About this exercise: Count every line in the data below that includes "seconds", and give only the result.

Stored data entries
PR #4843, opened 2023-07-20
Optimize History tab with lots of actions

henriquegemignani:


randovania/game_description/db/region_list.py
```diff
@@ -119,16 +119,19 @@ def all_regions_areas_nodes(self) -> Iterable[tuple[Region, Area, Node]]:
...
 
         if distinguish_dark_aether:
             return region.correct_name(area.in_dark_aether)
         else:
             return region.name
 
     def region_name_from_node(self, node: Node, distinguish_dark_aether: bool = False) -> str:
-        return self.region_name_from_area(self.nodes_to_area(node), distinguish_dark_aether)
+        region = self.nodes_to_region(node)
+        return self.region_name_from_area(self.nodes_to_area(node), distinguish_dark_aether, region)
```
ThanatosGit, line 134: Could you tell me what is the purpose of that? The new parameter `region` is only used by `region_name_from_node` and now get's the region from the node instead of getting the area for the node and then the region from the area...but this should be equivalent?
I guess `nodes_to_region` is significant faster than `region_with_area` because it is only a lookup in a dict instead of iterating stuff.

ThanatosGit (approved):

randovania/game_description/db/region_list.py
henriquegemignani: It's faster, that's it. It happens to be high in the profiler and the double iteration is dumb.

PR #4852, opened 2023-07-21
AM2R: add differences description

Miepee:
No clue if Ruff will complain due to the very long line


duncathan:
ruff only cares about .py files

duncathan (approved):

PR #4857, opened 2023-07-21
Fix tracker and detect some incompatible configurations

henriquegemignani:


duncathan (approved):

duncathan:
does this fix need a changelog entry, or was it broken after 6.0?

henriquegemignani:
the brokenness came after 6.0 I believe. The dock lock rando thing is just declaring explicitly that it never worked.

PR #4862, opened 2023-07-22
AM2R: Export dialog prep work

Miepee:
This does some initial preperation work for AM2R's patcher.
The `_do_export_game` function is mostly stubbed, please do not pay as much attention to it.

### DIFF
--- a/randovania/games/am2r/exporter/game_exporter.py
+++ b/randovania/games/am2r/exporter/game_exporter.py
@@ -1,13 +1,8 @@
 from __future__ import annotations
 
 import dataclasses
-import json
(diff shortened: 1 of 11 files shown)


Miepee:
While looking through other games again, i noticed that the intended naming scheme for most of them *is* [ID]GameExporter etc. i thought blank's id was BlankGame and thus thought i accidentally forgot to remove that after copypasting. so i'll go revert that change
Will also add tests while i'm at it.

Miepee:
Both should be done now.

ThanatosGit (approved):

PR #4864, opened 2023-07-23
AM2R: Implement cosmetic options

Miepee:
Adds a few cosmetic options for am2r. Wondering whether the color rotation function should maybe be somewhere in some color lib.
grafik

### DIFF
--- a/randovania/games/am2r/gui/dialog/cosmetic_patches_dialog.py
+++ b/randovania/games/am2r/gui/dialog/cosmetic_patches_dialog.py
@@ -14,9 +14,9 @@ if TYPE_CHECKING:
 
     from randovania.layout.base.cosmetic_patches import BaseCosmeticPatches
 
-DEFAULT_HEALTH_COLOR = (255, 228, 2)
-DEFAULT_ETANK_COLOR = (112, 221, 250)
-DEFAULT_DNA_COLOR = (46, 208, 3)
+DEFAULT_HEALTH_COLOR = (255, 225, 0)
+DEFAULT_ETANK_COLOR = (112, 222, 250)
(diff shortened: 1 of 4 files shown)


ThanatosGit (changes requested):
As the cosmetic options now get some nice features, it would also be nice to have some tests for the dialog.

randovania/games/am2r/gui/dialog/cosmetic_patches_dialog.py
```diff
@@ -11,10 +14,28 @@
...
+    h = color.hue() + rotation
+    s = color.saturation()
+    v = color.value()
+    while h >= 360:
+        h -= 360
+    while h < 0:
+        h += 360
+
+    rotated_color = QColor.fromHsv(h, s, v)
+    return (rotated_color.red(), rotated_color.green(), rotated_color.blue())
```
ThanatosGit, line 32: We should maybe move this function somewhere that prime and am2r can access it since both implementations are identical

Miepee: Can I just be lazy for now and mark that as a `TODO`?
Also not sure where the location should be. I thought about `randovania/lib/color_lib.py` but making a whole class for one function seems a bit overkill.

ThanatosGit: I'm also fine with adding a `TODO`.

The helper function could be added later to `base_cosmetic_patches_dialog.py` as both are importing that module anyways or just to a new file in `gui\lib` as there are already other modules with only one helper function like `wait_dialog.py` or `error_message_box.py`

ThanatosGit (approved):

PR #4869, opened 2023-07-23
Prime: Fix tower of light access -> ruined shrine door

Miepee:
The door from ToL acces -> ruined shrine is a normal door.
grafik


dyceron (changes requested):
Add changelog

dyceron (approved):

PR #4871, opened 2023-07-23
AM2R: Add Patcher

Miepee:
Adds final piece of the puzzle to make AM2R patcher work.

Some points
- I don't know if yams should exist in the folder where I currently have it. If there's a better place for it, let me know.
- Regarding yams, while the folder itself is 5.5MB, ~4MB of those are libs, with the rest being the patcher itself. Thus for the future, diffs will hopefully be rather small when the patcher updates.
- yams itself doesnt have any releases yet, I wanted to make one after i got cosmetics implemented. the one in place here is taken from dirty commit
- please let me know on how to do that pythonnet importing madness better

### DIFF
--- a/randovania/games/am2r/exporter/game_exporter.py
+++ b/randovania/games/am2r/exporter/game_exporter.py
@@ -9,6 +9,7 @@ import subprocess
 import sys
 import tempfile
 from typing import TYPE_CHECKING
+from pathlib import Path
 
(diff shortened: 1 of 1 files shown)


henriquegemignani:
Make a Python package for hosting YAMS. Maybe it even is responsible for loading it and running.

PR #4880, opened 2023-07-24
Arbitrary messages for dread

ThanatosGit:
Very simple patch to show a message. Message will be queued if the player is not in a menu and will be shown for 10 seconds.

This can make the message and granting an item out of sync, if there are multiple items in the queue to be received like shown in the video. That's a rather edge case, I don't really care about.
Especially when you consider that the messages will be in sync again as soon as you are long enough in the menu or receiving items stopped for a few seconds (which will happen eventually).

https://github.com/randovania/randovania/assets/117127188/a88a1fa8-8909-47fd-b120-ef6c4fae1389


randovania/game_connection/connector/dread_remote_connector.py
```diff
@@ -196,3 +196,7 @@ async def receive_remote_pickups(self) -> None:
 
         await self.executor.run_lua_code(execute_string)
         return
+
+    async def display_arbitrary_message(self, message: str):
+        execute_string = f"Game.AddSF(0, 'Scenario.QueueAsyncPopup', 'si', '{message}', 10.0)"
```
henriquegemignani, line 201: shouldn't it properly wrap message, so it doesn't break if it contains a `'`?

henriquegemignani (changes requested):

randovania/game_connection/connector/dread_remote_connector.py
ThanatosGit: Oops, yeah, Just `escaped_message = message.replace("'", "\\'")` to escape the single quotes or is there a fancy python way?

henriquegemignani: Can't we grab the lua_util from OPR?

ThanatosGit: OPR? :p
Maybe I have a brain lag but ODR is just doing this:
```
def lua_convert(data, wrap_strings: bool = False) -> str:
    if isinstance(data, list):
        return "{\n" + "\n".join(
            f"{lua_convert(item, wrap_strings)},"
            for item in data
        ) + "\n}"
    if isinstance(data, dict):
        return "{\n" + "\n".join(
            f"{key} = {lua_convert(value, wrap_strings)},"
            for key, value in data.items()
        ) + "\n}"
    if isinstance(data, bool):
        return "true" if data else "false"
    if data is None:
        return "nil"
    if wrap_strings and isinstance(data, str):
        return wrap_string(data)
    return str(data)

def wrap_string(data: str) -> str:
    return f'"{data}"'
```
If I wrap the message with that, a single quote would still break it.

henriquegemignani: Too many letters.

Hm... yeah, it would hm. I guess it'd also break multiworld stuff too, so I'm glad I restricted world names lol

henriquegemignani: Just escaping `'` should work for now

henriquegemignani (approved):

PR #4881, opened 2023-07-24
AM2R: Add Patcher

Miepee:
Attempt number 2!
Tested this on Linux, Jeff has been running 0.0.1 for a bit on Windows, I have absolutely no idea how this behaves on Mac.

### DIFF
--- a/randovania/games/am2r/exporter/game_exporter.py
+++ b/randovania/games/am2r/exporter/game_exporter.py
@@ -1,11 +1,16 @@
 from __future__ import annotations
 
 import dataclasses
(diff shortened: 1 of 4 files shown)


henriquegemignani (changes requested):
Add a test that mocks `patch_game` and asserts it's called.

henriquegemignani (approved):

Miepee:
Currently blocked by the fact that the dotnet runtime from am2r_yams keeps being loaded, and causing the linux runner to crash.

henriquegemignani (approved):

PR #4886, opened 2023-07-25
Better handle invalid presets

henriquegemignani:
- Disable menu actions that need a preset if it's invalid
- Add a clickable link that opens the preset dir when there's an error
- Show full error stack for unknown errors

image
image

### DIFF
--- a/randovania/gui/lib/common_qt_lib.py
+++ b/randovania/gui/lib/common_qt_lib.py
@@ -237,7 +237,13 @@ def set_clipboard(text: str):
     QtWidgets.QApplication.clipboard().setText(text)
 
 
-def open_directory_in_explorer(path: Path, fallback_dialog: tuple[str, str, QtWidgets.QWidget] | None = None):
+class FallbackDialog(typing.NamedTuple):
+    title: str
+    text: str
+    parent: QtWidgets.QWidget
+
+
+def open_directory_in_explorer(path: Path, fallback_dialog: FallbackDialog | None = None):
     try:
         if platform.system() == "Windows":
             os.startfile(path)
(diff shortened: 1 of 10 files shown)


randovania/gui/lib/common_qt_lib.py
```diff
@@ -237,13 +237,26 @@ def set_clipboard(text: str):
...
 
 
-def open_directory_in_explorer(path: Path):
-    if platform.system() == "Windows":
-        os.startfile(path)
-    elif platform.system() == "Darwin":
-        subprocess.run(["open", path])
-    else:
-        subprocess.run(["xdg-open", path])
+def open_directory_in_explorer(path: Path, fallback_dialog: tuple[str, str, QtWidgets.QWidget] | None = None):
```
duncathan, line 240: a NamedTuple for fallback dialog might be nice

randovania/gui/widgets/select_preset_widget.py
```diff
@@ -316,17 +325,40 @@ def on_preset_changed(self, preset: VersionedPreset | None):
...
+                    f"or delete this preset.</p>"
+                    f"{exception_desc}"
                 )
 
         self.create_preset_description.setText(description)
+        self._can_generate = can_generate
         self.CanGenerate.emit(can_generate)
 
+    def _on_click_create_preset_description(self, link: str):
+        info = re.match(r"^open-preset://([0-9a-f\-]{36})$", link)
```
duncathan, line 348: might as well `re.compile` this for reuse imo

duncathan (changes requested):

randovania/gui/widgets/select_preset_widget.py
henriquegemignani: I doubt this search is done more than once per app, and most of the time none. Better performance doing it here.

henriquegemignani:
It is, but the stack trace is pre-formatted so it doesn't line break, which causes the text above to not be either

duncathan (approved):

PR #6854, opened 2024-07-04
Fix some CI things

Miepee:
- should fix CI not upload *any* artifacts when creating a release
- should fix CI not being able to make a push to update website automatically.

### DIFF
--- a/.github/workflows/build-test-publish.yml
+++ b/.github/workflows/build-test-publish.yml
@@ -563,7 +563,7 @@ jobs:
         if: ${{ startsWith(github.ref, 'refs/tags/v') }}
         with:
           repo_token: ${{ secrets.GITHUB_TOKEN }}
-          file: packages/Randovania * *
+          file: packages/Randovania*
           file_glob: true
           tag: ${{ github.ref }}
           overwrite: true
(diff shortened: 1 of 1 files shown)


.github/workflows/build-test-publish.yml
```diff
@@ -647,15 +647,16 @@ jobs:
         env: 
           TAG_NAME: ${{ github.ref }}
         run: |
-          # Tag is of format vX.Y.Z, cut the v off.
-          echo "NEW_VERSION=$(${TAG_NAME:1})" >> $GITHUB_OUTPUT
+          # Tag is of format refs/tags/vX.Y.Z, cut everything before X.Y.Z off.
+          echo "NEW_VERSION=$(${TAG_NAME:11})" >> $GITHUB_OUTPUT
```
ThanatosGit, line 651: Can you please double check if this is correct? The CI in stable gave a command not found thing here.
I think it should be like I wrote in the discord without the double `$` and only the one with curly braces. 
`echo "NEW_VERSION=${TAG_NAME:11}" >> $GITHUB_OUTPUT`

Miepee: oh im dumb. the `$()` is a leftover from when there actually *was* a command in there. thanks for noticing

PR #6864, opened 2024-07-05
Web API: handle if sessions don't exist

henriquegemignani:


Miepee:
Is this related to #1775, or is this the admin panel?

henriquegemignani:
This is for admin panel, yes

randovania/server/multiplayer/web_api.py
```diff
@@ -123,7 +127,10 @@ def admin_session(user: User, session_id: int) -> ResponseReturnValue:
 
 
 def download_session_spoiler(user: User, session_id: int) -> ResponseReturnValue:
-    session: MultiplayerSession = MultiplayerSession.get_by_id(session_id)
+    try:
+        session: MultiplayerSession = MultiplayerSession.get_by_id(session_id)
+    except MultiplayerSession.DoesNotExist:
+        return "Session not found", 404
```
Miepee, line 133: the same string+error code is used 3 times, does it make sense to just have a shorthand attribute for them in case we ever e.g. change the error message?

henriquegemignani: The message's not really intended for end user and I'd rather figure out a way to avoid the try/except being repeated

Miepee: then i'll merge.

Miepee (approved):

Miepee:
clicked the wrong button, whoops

Result: 2